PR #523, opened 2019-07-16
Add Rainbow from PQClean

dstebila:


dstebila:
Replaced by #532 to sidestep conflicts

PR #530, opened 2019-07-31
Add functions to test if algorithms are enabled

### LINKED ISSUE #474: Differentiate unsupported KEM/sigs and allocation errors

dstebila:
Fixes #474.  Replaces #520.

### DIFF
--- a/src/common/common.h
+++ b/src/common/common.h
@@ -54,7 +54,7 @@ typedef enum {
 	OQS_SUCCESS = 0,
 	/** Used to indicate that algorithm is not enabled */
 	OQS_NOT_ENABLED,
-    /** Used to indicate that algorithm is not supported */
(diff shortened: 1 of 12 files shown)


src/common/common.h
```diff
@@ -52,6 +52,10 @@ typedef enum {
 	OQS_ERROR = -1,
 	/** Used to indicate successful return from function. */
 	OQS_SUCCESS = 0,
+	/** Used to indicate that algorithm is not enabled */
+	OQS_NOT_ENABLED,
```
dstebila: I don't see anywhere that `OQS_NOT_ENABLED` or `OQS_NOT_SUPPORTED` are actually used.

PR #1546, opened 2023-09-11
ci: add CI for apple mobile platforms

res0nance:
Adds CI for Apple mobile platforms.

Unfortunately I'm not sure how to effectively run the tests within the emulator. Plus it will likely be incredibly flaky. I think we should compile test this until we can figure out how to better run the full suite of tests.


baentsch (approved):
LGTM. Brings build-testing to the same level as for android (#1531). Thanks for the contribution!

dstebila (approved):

##########

▸ **WHAT YOU WILL DO**
Transcribe all of the records exactly.

▸ **COMPLETED TASK**
PR #523, opened 2019-07-16
Add Rainbow from PQClean

dstebila:


dstebila:
Replaced by #532 to sidestep conflicts

PR #530, opened 2019-07-31
Add functions to test if algorithms are enabled

### LINKED ISSUE #474: Differentiate unsupported KEM/sigs and allocation errors

dstebila:
Fixes #474.  Replaces #520.

### DIFF
--- a/src/common/common.h
+++ b/src/common/common.h
@@ -54,7 +54,7 @@ typedef enum {
 	OQS_SUCCESS = 0,
 	/** Used to indicate that algorithm is not enabled */
 	OQS_NOT_ENABLED,
-    /** Used to indicate that algorithm is not supported */
(diff shortened: 1 of 12 files shown)


src/common/common.h
```diff
@@ -52,6 +52,10 @@ typedef enum {
 	OQS_ERROR = -1,
 	/** Used to indicate successful return from function. */
 	OQS_SUCCESS = 0,
+	/** Used to indicate that algorithm is not enabled */
+	OQS_NOT_ENABLED,
```
dstebila: I don't see anywhere that `OQS_NOT_ENABLED` or `OQS_NOT_SUPPORTED` are actually used.

PR #1546, opened 2023-09-11
ci: add CI for apple mobile platforms

res0nance:
Adds CI for Apple mobile platforms.

Unfortunately I'm not sure how to effectively run the tests within the emulator. Plus it will likely be incredibly flaky. I think we should compile test this until we can figure out how to better run the full suite of tests.


baentsch (approved):
LGTM. Brings build-testing to the same level as for android (#1531). Thanks for the contribution!

dstebila (approved):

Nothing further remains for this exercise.